As an integral member of the Clinical Development Team, this person will help to develop innovative solutions for the clinical development of Nurix’s pioneering protein modulation programs in hematology, oncology, and cell therapy. Working in close collaboration with the study teams, the incumbent will provide scientific guidance and support.
This role will is responsible for various aspects of clinical study design and execution including: protocol writing, building study infrastructure, staff training, data cleaning/analysis, investigator interaction and support of regulatory filings. In addition, this role will be responsible for providing supporting rationale for clinical development working closely with the Head of Development.
- Participate in and contribute to cross-functional clinical development teams with strong ability to work closely with all team members, address study or other program-specific questions.
- Develop the Global Development plan with senior clinical development staff
- Implement Global Development Plan with strategic clinical science support
- Assist in reviewing and authoring clinical protocol. Read and interpret scientific and medical literature for the use in clinical documents and to assist clinical team decision making.
- Prepare clinical portions of all relevant regulatory filings and meeting packages (INDs, Annual Reports, meeting requests, NDAs, etc.) for US and ex-US Health Authorities.
- Integrate scientific knowledge and operational expertise to ensure translation of clinical research plans into efficiently delivered, high quality studies.
- Acquire and utilize knowledge of clinical trial design and relevant disease indications to assist in study concept and protocol development. Contribute to discussions concerning scientific and procedural aspects of study design. Coordinate with departments to produce the final protocol and informed consent documents.
- Compose medical data review plans, Data Safety Monitoring Board (DSMB), Safety Review Committee (SRC) charters, and specific sections of study manuals and investigator meeting materials.
- Contribute significantly to the development of CRFs, data edit checks, patient profile design, ongoing data cleaning (query generation, coding review, SAE reconciliation) and data trend analysis.
- Lead internal clinical data review meetings in conjunction with the medical monitor; lead the data preparation effort for dose escalation meeting, as applicable to study stage.
- Coordinate and manage external medical advisory committees for the study team such as DSMBs and Scientific Steering Committees, in conjunction with the medical monitor.

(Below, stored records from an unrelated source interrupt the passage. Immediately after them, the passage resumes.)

PR #5987, opened 2024-05-10
feat: take dynamic asset id into account with `forc-client`

kayagokalp:
## Description
Base asset ids are dynamic for the newer fuel-core versions. This PR adds capability to query that and use it for forc-client transactions. Also adds a flag `max-fee` which is required to be set for newer versions of fuel-core.

### DIFF
--- a/forc-plugins/forc-client/src/util/tx.rs
+++ b/forc-plugins/forc-client/src/util/tx.rs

- Research and summarize published literature for continual learning and to prepare training materials for other clinical team members.
- Contribute to statistical analysis plans, table, listing, figure design and the preparation of manuscripts and other presentations of study data, as appropriate.

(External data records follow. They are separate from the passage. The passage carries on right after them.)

PR #5990, opened 2024-05-11
feat: fee estimation for forc-deploy and point --testnet to devnet

kayagokalp:
## Description

Estimation is hard to test as it is dependent on the network configuration but this is nearly the same thing we have been doing for scripts.

1. `--testnet` points to devnet.
2. For the new `max_fee` requirement, adds an estimation phase with dry runing the transaction
3. Various consts are pointed to relevant devnet endpoints.

Most visible outcome is that `forc-deploy --testnet` can deploy to devnet without any other flags etc.


forc-plugins/forc-client/src/util/gas.rs
```diff
@@ -34,18 +40,73 @@ pub(crate) async fn get_gas_used(mut tx: Script, provider: &Provider) -> Result<
...
-    let gas_used = provider
-        .dry_run_and_get_used_gas(tx.clone().into(), tolerance)
-        .await?;
+    get_gas_used(Transaction::Script(tx), provider).await
+}
 
+/// Returns gas_used for an arbitrary tx, by doing dry run with the provided `Provider`.
+pub(crate) async fn get_gas_used(tx: Transaction, provider: &Provider) -> Result<u64> {
+    let tolerance = 0.1;
+    let gas_used = provider.dry_run_and_get_used_gas(tx, tolerance).await?;
```
kayagokalp, line 57: I initially wanted to use this but SDK either does not support using this routine with Create transactions or they have a bug.

kayagokalp:
Requesting compiler review as well as this is blocking the release.

forc-plugins/forc-client/src/util/gas.rs
sdankel: Is there a tracking issue with the SDK for this? It would be good to add a TODO comment with a link to the issue.

sdankel (approved):

forc-plugins/forc-client/src/util/gas.rs
kayagokalp: There is none, because I just discovered this while working on this. I will open an issue shortly

Voxelot (approved):

PR #5993, opened 2024-05-13
Bump to v0.57.0

IGI-111:


JoshuaBatty (approved):

kayagokalp:
We should ideally also have https://github.com/FuelLabs/sway/pull/5990 as it adjusts defaults for this release. If we cannot solve estimation issue in time, we can cut this one and patch it later on to unblock devrel.

xunilrj (approved):

PR #6002, opened 2024-05-13
Target from chain_info

sdankel:
Abstracts the current "--testnet" network further so we don't need to update it in so many places. Also gets the faucet URL from the network from chain_info rather than always using the testnet faucet URL.


kayagokalp (approved):
Thanks!

PR #6019, opened 2024-05-15
feat: point --testnet flag to latest testnet instead of `devnet`

kayagokalp:
## Description

Changes the target of `--testnet` flag to testnet instead of devnet. Also fixes some missing from end point url conversions for target resolving.


sdankel (dismissed):

kayagokalp:
Ahh thanks for fixing the failing test, looks like i missed it before pushing.

sdankel (approved):

JoshuaBatty (approved):

PR #6025, opened 2024-05-16
Improve IR printing CLI in `forc`

ironcev:
## Description

This PR:
- implements detailed control over printing of IR:
  - initial IR
  - IR after choosen optimization steps, with option to print only the steps that have actually modified the IR
  - final IR
- improves printed IRs by removing the confusing empty modules printed for every external library dependency.
- harmonizes names and descriptions of the optimization passes. The proposed convention is documented in the _sway-ir/src/optimize/README.md_ file.
- harmonizes help comments of the shared compiler options (consistent separation between option title and additional info, wording, etc.)

## Demo

```
'Print initial and final IR together with IR after each optimization step.
--ir all

'Print initial and final IR together with IR after each optimization step that has modified the IR.
--ir all modified

'Print only the final IR.
--ir final

'Print the IR after every "dce", "sroa", and "inline" optimization step.
--ir dce sroa inline

'Print the IR after every "dce", "sroa", and "inline" optimization step that has modified the IR.
--ir dce sroa inline modified
```

### CLI

Instead of the existing `--ir` option without parameters we now have the same CLI option but with parameters. The existing `--ir` is equivalent to the new `--ir final`.

### Build Profile

Instead of the existing `print-ir` of type bool, we now have the same `print-ir` build profile option with parameters. E.g.:

```
print-ir = { initial = true, final = false, modified = true, passes = ["dce", "sroa"]}
```

## Checklist

### DIFF
--- a/Cargo.lock
+++ b/Cargo.lock
@@ -2002,6 +2002,7 @@ dependencies = [
  "serde_json",
  "sway-core",
  "sway-error",
+ "sway-ir",
  "sway-types",
  "sway-utils",
  "term-table",
--- a/docs/book/src/forc/manifest_reference.md
+++ b/docs/book/src/forc/manifest_reference.md
@@ -91,12 +91,12 @@ name = "wallet_contract"
 
 [build-profile.debug]
 print-asm = { virtual = false, allocated = false, final = true }
-print-ir = false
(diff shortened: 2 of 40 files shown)


kayagokalp (approved):
Tooling side looks good to me!

JoshuaBatty (approved):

- Address investigator questions regarding protocol and related scientific issues and attend site initiation visits (SIVs), in coordination with the medical monitor.
- Assist in determining the activities to support a project's priorities within functional area
- Trains other clinical scientists as needed.
Advanced degree in sciences (MD, PhD, or PharmD preferred) and 6+ year's relevant drug development experience for Director level, 8+ years development experience for Senior Director level.
- Experience directly in the clinical science role, in a hematology/oncology indication for first-in-human and proof of concept studies in small molecules and/or cell therapy. Registrational or Phase 3 study experience is preferred.
- In depth understanding of clinical operations and translational medicine.
- Excellent interpersonal skills.
- Able to translate technical concepts into accessible language and direction for the broader study team.
- Excellent attention to detail, partnership and initiative, with flexibility to adapt to the needs of the organization; maintain meticulous attention to project deadlines.
- Experienced in Microsoft Office (Excel, Word, PowerPoint, OneNote), and ideally also with job related programs such as Spotfire and Medidata Rave or similar.
- Strong understanding of ICH GCP, as well as general knowledge of industry practices and standards
- Commitment to patient safety and clinical compliance.